- _WHAT YOU WILL DO_
The lines below that include the word "remote" are to be reported.

++++

PR #8, opened 2016-10-08
Switch from pandoc to Jekyll

SakalisC:
Pandoc is not easy to use because the constant changes in its output style force us to use a very specific pandoc version. Jekyll on the other hand not only allows us to ditch the html files and use just markdown, but it is also the recommended way for publishing markdown sites on Github.

Preview available on https://sakalisc.github.io/argodsm/


SakalisC:
Jekyll + Github guide: https://help.github.com/articles/setting-up-your-github-pages-site-locally-with-jekyll/

SakalisC:
I have updated the commit to use Jekyll's `{% include %}` for the two example C++ files. There is a known issue that introduces an extra newline at the end of the included content but there isn't an easy solution for it.

PR #10, opened 2016-10-26
ensure MPI progress on release synchronization

davidklaftenegger:
As MPI attempts to delay communication as long as possible
our internal synchronization needs to poke the MPI subsystem
even when no data is read from the network.


davidklaftenegger:
@magnusandersnorgren @SakalisC @lundgren87 @pekemark:
The "questionable thing" mentioned by Magnus is still unanswered. Does anyone have any insight on this?

PR #12, opened 2016-11-03
fix access to private remote pages

davidklaftenegger:
When accessing a private page on a remote homenode, it could happen that
an undefined node would be accessed. As the node is in private state, no
access is actually needed.

### DIFF
--- a/src/backend/mpi/swdsm.cpp
+++ b/src/backend/mpi/swdsm.cpp
@@ -770,7 +770,7 @@ void * loadcacheline(void * x){
 		unsigned long offset = getOffset(lineAddr);
 		if(isPowerOf2((tempsharer)&invid) && tempsharer != id && prevsharer == 0){ //Other private. but may not have loaded page yet.
 			unsigned long ownid = tempsharer&invid; // remove own bit
-			static const unsigned long invalid_owner = static_cast<unsigned long>(-1);
+			constexpr unsigned long invalid_owner = static_cast<unsigned long>(-1);
 			unsigned long owner = invalid_owner; // initialize to failsafe value
 			for(n=0; n<numtasks; n++) {
 				if(1ul<<n==ownid) {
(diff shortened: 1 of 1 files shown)


src/backend/mpi/swdsm.cpp
```diff
@@ -769,17 +769,20 @@ void * loadcacheline(void * x){
 
 		unsigned long offset = getOffset(lineAddr);
 		if(isPowerOf2((tempsharer)&invid) && tempsharer != id && prevsharer == 0){ //Other private. but may not have loaded page yet.
-			long ownid = (long)(tempsharer&invid);
-			unsigned long owner;
-			for(n=0; n<numtasks; n++){
-				if((unsigned)(1<<n)==(unsigned)ownid){
+			unsigned long ownid = tempsharer&invid; // remove own bit
+			static const unsigned long invalid_owner = static_cast<unsigned long>(-1);
```
SakalisC: Can this be in some larger scope to avoid having to create it twice? Also, the static is fairly useless, if not harmful, since any semi-decent compiler will constant propagate the value.

I would suggest using a constexpr in global scope: `constexpr unsigned long invalid_owner = static_cast<...>(-1);`

I assume that the static cast is used to silence compiler warnings.

davidklaftenegger: you are correct about the static const, should be constexpr.
static_cast is used to document that this is an invalid value for the type in question, I have not checked whether any or all compilers accept this silently.

However, I am not sure that creating this at the global scope is helpful or harmful to readability of the code. If used at global code it definitely should be static to avoid making it part of the ABI, right?

SakalisC: Readability shouldn't be an issue as the actual value is not important, it's just some value that signifies an invalid node ID. Just like any global constant or #define value.

I agree with making it static, but using namespace {} instead of static.

davidklaftenegger: resolved in 03424b5 and 3e1353d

++++

- _ANSWER SPACE_
fix access to private remote pages
When accessing a private page on a remote homenode, it could happen that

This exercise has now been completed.